Suzanne K. Cianci, Limited Administrator of the Estate of Donald J. Tuohey, Sr., Deceased v The University of Rochester
Attorneys and Parties
Brief Summary
Medical malpractice arising from alleged resuscitation in contravention of a Medical Order for Life-Sustaining Treatment (MOLST) during an emergency.
Denied dismissal and post-trial motions; a jury awarded plaintiff damages for pain and suffering caused by chest compressions performed despite a MOLST.
The judgment awarding damages and the denial of defendant’s motion for a directed verdict; the complaint was dismissed.
Plaintiff failed to present expert testimony establishing the applicable standard of care and a breach; the expert described expectations and options but not the accepted standard or how it was violated.
Background
Decedent arrived at defendant’s hospital emergency department with complaints including abdominal pain, became unresponsive, and staff performed chest compressions. Staff were unaware that decedent had a Medical Order for Life-Sustaining Treatment (MOLST) declining life-saving measures, including chest compressions. The compressions revived him but allegedly caused rib fractures; he suffered another heart attack and died hours later. Plaintiff alleged medical malpractice for administering treatment without consent and contrary to the MOLST, causing pain and suffering. Supreme Court denied defendant’s motion to dismiss under New York CPLR 3211(a)(7) [rule allowing dismissal for failure to state a cause of action], and the case proceeded to trial, resulting in a plaintiff’s verdict.
Lower Court Decision
Supreme Court denied defendant’s CPLR 3211(a)(7) motion to dismiss, denied defendant’s motion for a directed verdict, and later denied its post-trial motion to set aside the verdict. The jury awarded damages for decedent’s pain and suffering based on performing chest compressions in contravention of the MOLST.
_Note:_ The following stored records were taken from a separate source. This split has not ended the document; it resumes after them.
PR #117, opened 2017-10-13
Move queuing logic for scaling from ui-classic

rwsu:
Moved logic into this repo for deciding whether to use Mistral
workflows if they are available or whether to use direct stack
update if the undercloud environment is OSP 9 or lower.

### DIFF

Appellate Division Reversal
The Appellate Division unanimously reversed, granted defendant’s motion for a directed verdict, and dismissed the complaint. While rejecting arguments that the claim was one for wrongful life or battery, and recognizing that a MOLST may ground a malpractice claim even in emergencies, the court held there was no expert testimony establishing the applicable standard of care or a breach. Plaintiff’s expert discussed what hospitals could do, were allowed to do, or should do, but did not state the accepted standard or that it was violated under the case’s specific circumstances. The court also noted that emergency circumstances do not categorically excuse compliance with a MOLST and that statutory immunity under Public Health Law § 2994-ee [permits disregarding a do-not-resuscitate order in good-faith belief of revocation or under significant and exceptional medical circumstances] was inapplicable on the pleaded facts, which alleged mere unawareness of the MOLST. The court acknowledged Public Health Law § 2994-bb [advance directive provisions permitting withholding of cardiopulmonary resuscitation in acute emergencies].
Legal Significance
The decision affirms that a claim for administering life-sustaining treatment contrary to a MOLST can proceed as medical malpractice (not wrongful life or battery) and that emergencies do not automatically negate the obligation to honor a valid advance directive. However, plaintiffs must present expert testimony identifying the accepted medical standard of care and explaining how it was breached; generalized expectations or options are insufficient. Statutory immunity under Public Health Law § 2994-ee is limited and does not apply where providers are merely unaware of a MOLST rather than acting in good-faith disregard under exceptional circumstances.
MOLST-based malpractice claims are viable, but they require precise expert proof of the standard of care and breach; absent such testimony, a directed verdict for the defense is warranted even after a plaintiff’s jury verdict.